OMP: Muse Prompt 1 - Who or What Would You Risk Everything For?

Mar 29, 2007 15:10



I used to think a hero wasn't really a hero if he or she thought herself or himself as a hero. And what made a hero, anyway? A flashy suit and codename? I was a kid when I started hearing about the so-called 'costume vigilantes' by the media (making them already a bit sensational from the very beginning). Some were looked upon with great favor, like the Fantastic Four or the Avengers, while others, the ones who weren't so open about their real identities, Spider-Man and the X-Men, people looked upon them with utter distain. I thought they were all wonderful. Amazing people who, because of their strange abilities, declared an obligation to the human race to protect us from foreign and domestic threats.

But though they existed, they weren't in an immediate vicinity to me. All of them were in New York City, the capital of the free world, and I was just a kid out in Deerfield, Il, a suburb of Chicago, a bit posh by the standards now as my parents didn't always lock the door at night and I could walk the streets at any time of the day, alone or with my cousin or friends, and not worry about getting mugged. We were safe because of not just the costumed heroes, but the normal folks like the police and firefighters, people who are willing to do the things we don't think we can or don't want to do. Or, just one so young that it's not even a real consideration yet.

Everything changed when I met the X-Men. I figured out who they were on my own. Even without the costumes, they held themselves differently-and it wasn't just in their unique physical appearances, either. There was an innate difference, something which made them physically stand out, an innate vibrance of sorts. There was something more apparent about them that others lacked (which is something that could have really existed or was just a manifestation of my sense of awe, hero worship, and immediate crushing (at least for Piotr) I was feeling simultaneously.)

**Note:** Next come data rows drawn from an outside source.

PR #1117, opened 2021-06-29
add price rate to browser title

### LINKED ISSUE #1053: display price in browser window title
Just a nice to have feature request.  It would be cool to show the price of whatever pair is selected in the browser title like Bittrex and some others do, instead of the current title.  This way I can see it without clicking the tab.
image

vctt94:
closes #1053

### DIFF
--- a/client/webserver/site/src/js/markets.js
+++ b/client/webserver/site/src/js/markets.js
@@ -965,15 +965,14 @@ export default class MarketsPage extends BasePage {
     // gets first price value from buy or from sell, so we can show it on
     // title.
     const midGapValue = this.midGap()
+    if (!midGapValue) return
 
     const market = this.market
     const [b, q] = [market.baseCfg, market.quoteCfg]
     const baseSymb = b.symbol.toUpperCase()
     const quoteSymb = q.symbol.toUpperCase()
-    if (midGapValue) {
-      // more than 6 numbers it gets too big for the title.
-      document.title = `${midGapValue.toFixed(6)} | ${baseSymb}${quoteSymb} | ${this.ogTitle}`
-    }
+    // more than 6 numbers it gets too big for the title.
+    document.title = `${midGapValue.toFixed(6)} | ${baseSymb}${quoteSymb} | ${this.ogTitle}`
   }
 
   /* handleBookRoute is the handler for the 'book' notification, which is sent
--- a/client/webserver/site/src/js/markets.js
+++ b/client/webserver/site/src/js/markets.js
@@ -963,6 +963,16 @@ export default class MarketsPage extends BasePage {
   handleBookRoute (note) {
     app.log('book', 'handleBookRoute:', note)
     const mktBook = note.payload
+    const { book } = mktBook
+    // gets first price value from buy or from sell, so we can show it on
+    // title.
+    const firstKnownValue = book.buys[0] ? book.buys[0] : book.sells[0]
+    if (firstKnownValue) {
+      // remove rate from title if already have it.
+      document.title = (document.title).replace(/\d+([.])?/g, '')
+      // more than 6 numbers it gets too big for the title.
+      document.title = `${firstKnownValue.rate.toFixed(6)} ${document.title}`
+    }
     const market = this.market
     const page = this.page
     const host = market.dex.host
--- a/client/webserver/site/src/js/markets.js
+++ b/client/webserver/site/src/js/markets.js
@@ -91,6 +91,8 @@ export default class MarketsPage extends BasePage {
     this.ordersSortKey = 'stamp'
     // 1 if sorting ascendingly, -1 if sorting descendingly.
     this.ordersSortDirection = 1
+    // store original title so we can re-append it when updating market value.
+    this.ogTitle = document.title
 
     const reporters = {
       click: p => { this.reportClick(p) },
@@ -966,11 +968,11 @@ export default class MarketsPage extends BasePage {
 
     const market = this.market
     const [b, q] = [market.baseCfg, market.quoteCfg]
-    const firstSymbol = b.symbol.toUpperCase()
-    const secondSybol = q.symbol.toUpperCase()
+    const baseSymb = b.symbol.toUpperCase()
+    const quoteSymb = q.symbol.toUpperCase()
     if (midGapValue) {
       // more than 6 numbers it gets too big for the title.
-      document.title = `${midGapValue.toFixed(5)} ${firstSymbol}/${secondSybol}`
+      document.title = `${midGapValue.toFixed(6)} | ${baseSymb}${quoteSymb} | ${this.ogTitle}`
     }
   }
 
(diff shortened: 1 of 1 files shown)


JoeGruffins (commented):
Looks good but doesn't seem to update unless I refresh the page, so if you are viewing a different page it doesn't change.

client/webserver/site/src/js/markets.js
```diff
@@ -959,6 +959,16 @@ export default class MarketsPage extends BasePage {
   handleBookRoute (note) {
     app.log('book', 'handleBookRoute:', note)
     const mktBook = note.payload
+    const { book } = mktBook
+    // gets first price value from buy or from sell, so we can show it on
+    // title.
+    const firstKnownValue = book.buys[0] ? book.buys[0] : book.sells[0]
```
buck54321, line 965: With an empty book

image

client/webserver/site/src/js/markets.js
```diff
@@ -959,6 +959,16 @@ export default class MarketsPage extends BasePage {
   handleBookRoute (note) {
     app.log('book', 'handleBookRoute:', note)
     const mktBook = note.payload
+    const { book } = mktBook
```
buck54321, line 962: Use `const book = mktBook.book` for grabbing just one property.

client/webserver/site/src/js/markets.js
buck54321, line 965: You can update the title after the call to `this.handleBook` below and just use `this.midGap()` for the value.

client/webserver/site/src/js/markets.js
```diff
@@ -959,6 +959,16 @@ export default class MarketsPage extends BasePage {
...
+    // gets first price value from buy or from sell, so we can show it on
+    // title.
+    const firstKnownValue = book.buys[0] ? book.buys[0] : book.sells[0]
+    if (firstKnownValue) {
+      // remove rate from title if already have it.
+      document.title = (document.title).replace(/\d+([.])?/g, '')
+      // more than 6 numbers it gets too big for the title.
+      document.title = `${firstKnownValue.rate.toFixed(6)} ${document.title}`
```
buck54321, line 970: I'd like to see the market name. Something like `0.00512 DCR/BTC`.

I don't know that we need to save the original title, which said `Markets | Decred DEX`, but if you do want to append the original text, grab a copy in the `MarketPage` constructor, `this.ogTitle = document.title` and just append it rather than using `replace`.

client/webserver/site/src/js/markets.js
```diff
@@ -959,6 +959,16 @@ export default class MarketsPage extends BasePage {
   handleBookRoute (note) {
```
buck54321, line 959: Doing this in `handleBookRoute` will set the price when the book is originally received, but will never update the value. I'm guessing we want the value to update when the book changes.

buck54321 (changes requested):

client/webserver/site/src/js/markets.js
vctt94: I removed the replace and now I am adding the selected assets into the title. 

Added a new method for updating it, and now I call it on `handleBookRoute`, `handleUnbookOrderRoute`, and `handleBookOrderRoute`.

This way if we adding or removing new bids, it will update the title based on it.

JoeGruffins (approved):
Looks pretty great to me.

chappjc (changes requested):

client/webserver/site/src/js/markets.js
```diff
@@ -952,6 +952,24 @@ export default class MarketsPage extends BasePage {
...
+    // title.
+    const midGapValue = this.midGap()
+
+    const market = this.market
+    const [b, q] = [market.baseCfg, market.quoteCfg]
+    const firstSymbol = b.symbol.toUpperCase()
+    const secondSybol = q.symbol.toUpperCase()
+    if (midGapValue) {
+      // more than 6 numbers it gets too big for the title.
+      document.title = `${midGapValue.toFixed(5)} ${firstSymbol}/${secondSybol}`
```
chappjc, line 969: This is gonna say something like 0.004 DCR/BTC.  The rate is inversed.

client/webserver/site/src/js/markets.js
chappjc: > I'd like to see the market name. Something like `0.00512 DCR/BTC`.

Despite calling it the market name, is giving units to that rate, so it'll need to be BTC/DCR

client/webserver/site/src/js/markets.js
buck54321: Maybe use a dash instead of a slash. When naming a market, the base symbol goes first by convention.

chappjc: I will note that Bittrex bucks this trend

image

probably because of how confusing it is to have it written the other way.

Still, it's true that the base asset is usually first.

client/webserver/site/src/js/markets.js
chappjc: Discussion in this thread: https://github.com/decred/dcrdex/pull/1117#discussion_r671288493
Looks like use "DCR-BTC" and don't have the number with units.

client/webserver/site/src/js/markets.js
buck54321: Somewhere in the Bittrex API docs, I remember reading an acknowledgement of this mistake.

chappjc: OK fair enough.  I see the url as https://bittrex.com/Market/Index?MarketName=BTC-DCR, but I don't really strive to emulate Bittrex either way.

This PR is working well for me.  However, here's what I see presently:

image
image


And here's what I'd like to see:

image
image

OR even without a dash, but it's not a big deal:

image

vctt94: I changed it and now I am showing as your last option, without dash.

client/webserver/site/src/js/markets.js
```diff
@@ -956,6 +958,24 @@ export default class MarketsPage extends BasePage {
...
   }
 
+  /* updateTitle update the browser title based on the midgap value and the
+   * selected assets.
+   */
+  updateTitle () {
+    // gets first price value from buy or from sell, so we can show it on
+    // title.
+    const midGapValue = this.midGap()
+
```
buck54321, line 968: `if (!midGapValue) return`

client/webserver/site/src/js/markets.js
```diff
@@ -956,6 +958,24 @@ export default class MarketsPage extends BasePage {
...
+    const market = this.market
+    const [b, q] = [market.baseCfg, market.quoteCfg]
+    const baseSymb = b.symbol.toUpperCase()
+    const quoteSymb = q.symbol.toUpperCase()
+    if (midGapValue) {
+      // more than 6 numbers it gets too big for the title.
+      document.title = `${midGapValue.toFixed(6)} | ${baseSymb}${quoteSymb} | ${this.ogTitle}`
+    }
```
buck54321, line 976: Cleaner to `return` above.

buck54321 (approved):
Can clean up a tiny bit, but looks great.

chappjc (approved):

My normalcy as I knew it came crashing down, literally, when my favorite malt shop was attacked by the Hellfire Club. The people who were the heroes, the ones who always saved the day, were taken into custody. I don't think I would have believed it if I had not been witnessing it myself.

Despite being frightened by the sudden attack, watching the removal of a group of superheroes, and dealing in the aftermath of finding out that I was a mutant who apparently could push herself through walls, I didn't run back to my normal and safe life; I did what I thought the X-Men would have done: I placed a phone call to the other X-Men who had not been kidnapped and joined in on the rescue mission. Thirteen and a half and the largest dilemma of my life I had faced until that point was what I was going to do for science fair so Bill Horowitz wouldn't win.

I went in not having any idea what I would do, what I would need to do. There was nothing. Since then, the situation has been repeated hundreds of times, though now I know what I am capable of doing to my adversary. Each mission is still unpredictable. Anything can happen.
There's some predictability, especially if the threat is one I've seen before, but there's the chance what worked last time won't work now. But what happens to me ultimately doesn’t matter. If someone’s life is at stake, and there’s anything I can do, I act against the threat. I bring to it the same focus on the objective that I realized on my first time of being depended on. People don't think of what could happen to them, what threats are lurking out there with the intent to do them harm. But the people shouldn't have to, not when they have individuals like me who are fighting for their continued survival.